Provided information section start
PR #2040, opened 2021-06-01
chore: remove redundant ValidationOption object properties for short text, long text and number fields

### LINKED ISSUE #408: Redundant ValidationOption object properties for short text, long text and number fields
The `ValidationOption` object defines the required validation rules for the short text and long text fields. An example for Short Text is shown below:

```typescript
enum ShortTextSelectedValidation {
  Max = 'Maximum',
  Min = 'Minimum',
  Exact = 'Exact',
  Range = 'Range',
}

{
  customMax: number | null
  customMin: number | null
  customVal: number | null
  selectedValidation: ShortTextSelectedValidation | null
}
```

The type model is potentially inconsistent for the following reasons:

- Short text and long text fields do not offer range validation, so the type system is not reflective of application functionality today.
- The key `selectedValidation` defines the validation rule being applied, while the `customVal` property defines the number of characters to validate against. This makes the `customMin` and `customMax` keys redundant and runs the risk of inconsistent application state.

TODOs:
1. Verify that the database is internally consistent today for all short text and long text fields:
  a. `customVal === customMin` when `selectedValidation === 'Minimum'`
  b. `customVal === customMax` when `selectedValidation === 'Maximum'`
  c. `customVal === customMin === customMax` when `selectedValidation === 'Exact'`
  d. `selectedValidation === 'Range'` should not exist
2. Simplify the codebase by removing references to `customMin`, `customMax` and `Range`
3. Write a database migration script and/or mongoose hooks to fix inconsistencies discovered

tshuli:
## Problem
Closes #408

## Solution

- Modify codebase (both frontend and backend) to use only `customVal` for text and number field validation, and remove references to `Range`
- For backward compatibility, use mongoose virtuals to return `customMin` and `customMax` properties using the value of `customVal` when reading the form document so that old frontend clients can continue to function normally. Existing frontend code already keeps the value of `customVal` consistent with `customMin` and `customMax` so there is no need to add `pre save` hooks to ensure consistent state when saving the form document using an old client. 

**Breaking Changes** 
- [x] Yes - this PR contains breaking changes. Change in schema for number and text fields.

## Tests
- [ ] Create a form with the following fields
  - Short text, with minimum 3 chars
  - Short text, with exactly 3 chars
  - Long text, with minimum 3 chars
  - Long text, with exactly 3 chars
  - Number, with minimum 3 chars
  - Number, with exactly 3 chars
- [ ] Test that the validation works correctly and the form can be submitted
- [ ] Edit the validation by replacing minimum with maximum. Check that the validation works correctly and form can be submitted.

**Backward compatibility checks**
- [ ] Repeat the above tests but using an old client for the public form user. Check that the validation works correctly and form can be submitted.
- [ ] Repeat the above tests but using an old client for the admin. Check that the form can be modified correctly and that the modified changes persist.

## Deploy Notes

**New scripts**:

New script added at `scripts/20210517_validation-object/script.js`

Part 1 of the script checks that database state is currently consistent - should be run before this PR is approved
- Tested against prod on 8 Jun 2021 and database state is found to be consistent

Part 2 of the script unsets customMin and customMax for text and number fields - should be run after code is deployed to production
- Tested on staging on 8 Jun 2021


scripts/20210517_validation-object/script.js
```diff
@@ -0,0 +1,283 @@
...
+    $project: {
+      form_fields: 1,
+      selectedValidation: '$form_fields.ValidationOptions.selectedValidation',
+    },
+  },
+  {
+    $match: {
+      selectedValidation: 'Range',
+    },
+  },
```
mantariksh, line 136: I have a feeling we can skip all the previous steps and just do `{ $match: { 'form_fields.ValidationOptions.selectedValidation': 'Range' } }`, since we shouldn't have such a key regardless of fieldType

scripts/20210517_validation-object/script.js
```diff
@@ -0,0 +1,283 @@
...
+// Scripts for #408
+
+/**
+ * Part 1: Verify that the database is internally consistent today
+ * for all short text, long text and number fields.
+ * Expect 0 records for all scripts
+ */
+
+// a. customVal === customMin when selectedValidation === 'Minimum'
+// Expect 0 records
```
mantariksh, line 11: do we need a fallback plan in case any of these are not 0? just tryna plan ahead so we don't get stuck when running this db migration on a weekend night. maybe we should decide what the source of truth should be for each case (short text, long text, number) - if it's always `customVal` then actually we don't even need to verify consistency, but if it's `customMin` or `customMax` then maybe we need to plan for the case where they're not equal

scripts/20210517_validation-object/script.js
```diff
@@ -0,0 +1,283 @@
...
+/**
+ * Part 2: Unset form_fields.ValidationOptions.customMin and
+ * form_fields.ValidationOptions.customMax
+ * for all short text, long text and number fields.
+ */
+
+// ********** BEFORE **********
+
+// Count number of forms with (short text, long text and number fields) and
+// with ValidationOptions.customMin
```
mantariksh, line 148: maybe we should do a count for `ValidationOptions.customMin` and `customMax` for all other field types as well, as a sanity check to make sure that we haven't affected this key in decimal and checkbox fields

src/app/models/field/numberField.ts
```diff
@@ -1,21 +1,19 @@
...
-      customMax: {
-        type: Number,
-        default: null,
-      },
-      customMin: {
-        type: Number,
-        default: null,
-      },
+  const ValidationOptionsSchema = new Schema<
+    WithCustomMinMax<NumberValidationOptions>
```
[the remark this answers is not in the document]
tshuli: thanks! I added a todo for the type itself at `src/types/field/utils/virtuals.ts`, so I think it is ok to leave out here because once we delete the type, we would remove references to the type as well

scripts/20210517_validation-object/script.js
tshuli: I don't think this will happen - it is only legacy forms that we potentially need to worry about. Anyway this is something which should be done before the deployment itself - i'll test on prod secondary and update the status above

scripts/20210517_validation-object/script.js
tshuli: that is true with an `elemMatch`... but I guess I will keep the current implementation because it's more 'precise' :)

src/app/utils/field-validation/validators/textValidator.ts
```diff
@@ -20,8 +20,8 @@ type TextFieldValidatorConstructor = (
 const minLengthValidator: TextFieldValidatorConstructor = (textField) => (
   response,
 ) => {
-  const { customMin } = textField.ValidationOptions
-  const min = customMin !== null ? Number(customMin) : null
+  const { customVal } = textField.ValidationOptions
+  const min = customVal !== null ? Number(customVal) : null
```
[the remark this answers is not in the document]
tshuli: thanks! have edited

src/app/models/field/numberField.ts
```diff
@@ -26,6 +24,39 @@ const createNumberFieldSchema = () => {
         default: null,
       },
     },
+    {
+      toJSON: {
+        virtuals: true,
+      },
+    },
```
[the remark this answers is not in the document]
tshuli: added

src/app/models/field/numberField.ts
```diff
@@ -26,6 +24,39 @@ const createNumberFieldSchema = () => {
...
+  )
+
+  // Virtuals to allow for backwards compatibility after customMin and customMax were removed as part of #408
+  // TODO: Remove virtuals (#2039)
+  ValidationOptionsSchema.virtual('customMin').get(function (
+    this: WithCustomMinMax<NumberValidationOptions>,
```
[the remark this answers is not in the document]
tshuli: thanks, have edited

src/app/models/field/shortTextField.ts
```diff
@@ -1,30 +1,56 @@
...
-        type: Number,
-        default: null,
-      },
-      customMin: {
-        type: Number,
-        default: null,
-      },
+  const ValidationOptionsSchema = new Schema<
+    WithCustomMinMax<ShortTextValidationOptions>
+  >(
```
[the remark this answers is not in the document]
tshuli: extracted

scripts/20210517_validation-object/script.js
```diff
@@ -0,0 +1,283 @@
...
+// a. customVal === customMin when selectedValidation === 'Minimum'
+// Expect 0 records
+
+db.getCollection('forms').aggregate([
+  { $unwind: '$form_fields' },
+  {
+    $match: {
+      'form_fields.fieldType': { $in: ['textfield', 'textarea', 'number'] },
+    },
+  },
```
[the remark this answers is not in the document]
tshuli: cool, thanks! have added in. then it would be an `$elemMatch` :)

scripts/20210517_validation-object/script.js
tshuli: thanks! i've added in

scripts/20210517_validation-object/script.js
```diff
@@ -0,0 +1,394 @@
...
+ * Expect 0 records for all scripts
+ */
+
+// a. customVal === customMin when selectedValidation === 'Minimum'
+// Expect 0 records
+
+db.getCollection('forms').aggregate([
+  {
+    $match: {
+      'form_fields': {$elemMatch: {'fieldType': { $in: ['textfield', 'textarea', 'number'] }}},
```
mantariksh, line 16: I actually don't think you need `$elemMatch` here. from the [docs](https://docs.mongodb.com/manual/reference/operator/query/elemMatch/#std-label-elemmatch-single-query-condition): 
> If you specify a single query predicate in the $elemMatch expression, and are not using the $not or $ne operators inside of $elemMatch, $elemMatch can be omitted.

scripts/20210517_validation-object/script.js
```diff
@@ -0,0 +1,394 @@
...
+    },
+  },
+  {
+    $match: {
+      $and: [
+        {
+          selectedValidation: 'Minimum',
+        },
+        {
+          $expr: { $ne: ['$customMin', '$customVal'] },
```
mantariksh, line 41: it would be good to sanity-check this locally by deliberately inserting a field where these are not equal and ensuring that the query finds the correct result

scripts/20210517_validation-object/script.js
```diff
@@ -0,0 +1,394 @@
...
+  {
+    $match: {
+      $and: [
+        {
+          selectedValidation: 'Exact',
+        },
+        {
+          $or: [
+            {
+              $expr: { $ne: ['$customMax', '$customVal'] },
```
mantariksh, line 119: same here re: sanity check

scripts/20210517_validation-object/script.js
mantariksh: okay sure! I don't think you need elemMatch here either though

scripts/20210517_validation-object/script.js
```diff
@@ -0,0 +1,394 @@
...
+// ********** BEFORE **********
+
+// Count number of forms with (short text, long text and number fields) and
+// with ValidationOptions.customMin
+// Should match number of updated records later
+
+db.forms.count({
+  form_fields: {
+    $elemMatch: {
+      $and: [
```
mantariksh, line 174: I don't think you need the $and when using $elemMatch

scripts/20210517_validation-object/script.js
```diff
@@ -0,0 +1,394 @@
...
+
+// ********** UPDATE **********
+
+// Remove customMin
+
+db.forms.update(
+  {
+    form_fields: {
+      $elemMatch: {
+        $and: [
```
mantariksh, line 243: don't think you need $and with $elemMatch

src/app/models/field/util/textValidationOptionsSchema.ts
```diff
@@ -0,0 +1,39 @@
+import { Schema } from 'mongoose'
```
mantariksh, line 1: this isn't a util since it contains a schema definition. perhaps `common` might be better for the folder name?

mantariksh (approved):
a few nits on query syntax and naming but otherwise lgtm. thanks for the cool implementation! though since this is our first usage of mongoose virtuals, we should test super thoroughly on staging (eg check that the network call contains customMin and customMax with old client retrieving a field which has had customMin and customMax removed)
Provided information section end
Task to complete: Identify the lines in the records above that contain the word "query", then state how many there are and nothing more.

Written answer: 4